Carlos Rodríguez Braun

Impuestos y deuda

Los economistas clásicos eran enemigos de la deuda pública, y pensaban que los Estados no debían incurrir en ella salvo en caso de ser invadidos por una potencia extranjera. No se podía conceder al poder político una opción tan atractiva, que estriba en anticipar el beneficio político de gastar, pero retrasar el coste político de sangrar al contribuyente. Esa es una de las razones por las cuales la deuda pública no sólo existe sino que además se ha vuelto impagable: los Estados se limitan a renovar sus pasivos con objeto sólo de pagar los intereses.
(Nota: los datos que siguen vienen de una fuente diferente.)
PR #288, opened 2020-03-03
Make soca_fields more generic

travissluka:
## Description

Previously, all of the soca fields (`tocn`, `socn`, ...) were hardcoded resulting in a lot of duplication of code and made it a pain whenever a new field needed to be added. This tries to generalizes as much as possible the `soca_fields` code so that the lists of hardcoded field names can be removed in many places.

## details
- **900** fewer lines of code, wooo 🎉 
- `soca_field` was renamed to `soca_fields`. This type now holds an array of `soca_field` objects and the subroutines that operate on the fields
- `soca_field` added, this contains the data and metadata (such as name, domain, restart file name) associated with each field.  Currently the metadata for each field is defined in `soca_fields_init_vars()`, but this will be moved eventually to a yaml config file
- the ice and surface specific field types were removed
- to get field values now, use `has()` to see if a field exists, and `get()` to retrieve a pointer to the field. for example:

```
type(soca_fields) :: fields
type(soca_field), pointer :: cicen

...

if (fields%has("cicen")) then
  call fields%get("cicen", cicen)
  print *, sum(cicen%val(i,j,:))
end if
```

## future work
- I generalized the code in places that **wouldn't** result in significant changes to any yaml files or test answers. There are a couple more places where the code can be generalized more if we make changes to yaml config structure, this will be done in a subsequent PR.
- This PR keeps `Fields.cc`, future PR will move some functionality into `State` and `Increment`
- there are derived fields (`mld` and `layer_depth`) that are still hardcoded, need to be similarly generalized
- `has()` was not used much. It should be used more to make the code more robust. For example, the balance transform should still work if we omit ice concentration from our model state. (No point keeping ice around in the future Gulf of Mexico regional domain)

## Testing
- Tested with gcc and intel19.
- Answers to tests are all the same, except for 
  -  `3dvargodas` (an answer change from a previous PR somehow got missed)
  -  `enspert`, eventhough `hsnon` is not perturbed, it is needed by subsequent tests, and so it needed to be added to the `variables` section of the yaml file, which with this new code now makes it print test 'hsnon' output from `gpnorm`. Otherwise the `enspert` answers are identical


guillaumevernieres:
Nice coverage too! 5.79% to go ...

travissluka:
FYI, i'm seeing intermittent failures in `test_soca_dirac_socahyb_cov`, i'm trying to track down why

guillaumevernieres:
> FYI, i'm seeing intermittent failures in `test_soca_dirac_socahyb_cov`, i'm trying to track down why

I see a failure testing on singularity, but the issue seems to be in the compare script, "log=ref" on my side.
Thanks for the clean-up/refactoring, it definitely looks a LOT better now. One minor issue: Your new fancy editor is dumping a bunch of white spaces (witch makes my editor scream at me).

travissluka:
Yeah I've been meaning to fix that white space issue, I'll clean it up
before merge

guillaumevernieres (commented):
:+1: 
Looks good. Happy to merge that tomorrow unless you find a real issue with the dirac test but it looks fine on my side, besides the issue with compare.py. I'll test it on hera tomorrow before I approve ... just to make sure.

travissluka:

El perfil de la deuda suele reflejar de forma invertida el de la actividad económica. Así, en los años de la burbuja, Smiley pudo enorgullecerse de haber subido el gasto público mientras reducía el déficit y la deuda. No era mérito suyo, desde luego, sino solo una excusa para incrementar la coacción: un gobernante responsable habría reducido el gasto, lo que en tales condiciones habría disminuido la deuda hasta una mínima expresión, lo que habría permitido sortear la crisis sin hacer lo peor que se puede hacer ante ella: subir los impuestos, como hicieron los socialistas con grave daño a la economía española. La llegada de Barbie, en cambio, se tradujo en aún más impuestos y en una subida espectacular de la deuda pública, que roza hoy el 90 % del PIB. Así, el discurso sobre la «austeridad» es una pura ficción: los únicos austeros, a la fuerza, han sido los ciudadanos, mientras que el famoso «ajuste» no se ha realizado por el lado del gasto sino por el de los ingresos (ingresos hoy, que eso son los impuestos, y también ingresos hoy que comportan impuestos mañana, que eso es la deuda). Curiosamente, todos los políticos confluyen en la metáfora hídrica sobre la necesidad de que «fluya el crédito». Como si no fluyese torrencialmente. Hacia ellos, claro.